__AVAILABLE DATA__:
════════════════
PR #3363, opened 2022-09-01
CI: Add 2D/3D Langmuir Tests w/ Multi-J PSATD

EZoni:
Add initial 2D and 3D Langmuir tests with **multi-J PSATD**, and remove old 2D tests. These were LWFA tests (not even that sensitive to NCI, as far as I remember) performing only regression analysis with the checksum benchmarks, while the Langmuir tests also compare the simulation results with theoretical predictions.


oshapoval:
Thank you very much for this PR, @EZoni! I agree that having Langmuir test for multiJ PSATD is a must have. Changes look good to me!
Small observation: in 3D nodal multi-J PSATD case relative error is very close to the tolerance of 0.05. 

Screen Shot 2022-09-06 at 10 34 54 AM
Screen Shot 2022-09-06 at 10 34 37 AM

RemiLehe (approved):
════════════════
__ACTIVITY__:
Return all of the entries exactly as written.

__TASK RESPONSE__:
PR #3363, opened 2022-09-01
CI: Add 2D/3D Langmuir Tests w/ Multi-J PSATD

EZoni:
Add initial 2D and 3D Langmuir tests with **multi-J PSATD**, and remove old 2D tests. These were LWFA tests (not even that sensitive to NCI, as far as I remember) performing only regression analysis with the checksum benchmarks, while the Langmuir tests also compare the simulation results with theoretical predictions.


oshapoval:
Thank you very much for this PR, @EZoni! I agree that having Langmuir test for multiJ PSATD is a must have. Changes look good to me!
Small observation: in 3D nodal multi-J PSATD case relative error is very close to the tolerance of 0.05. 

Screen Shot 2022-09-06 at 10 34 54 AM
Screen Shot 2022-09-06 at 10 34 37 AM

RemiLehe (approved):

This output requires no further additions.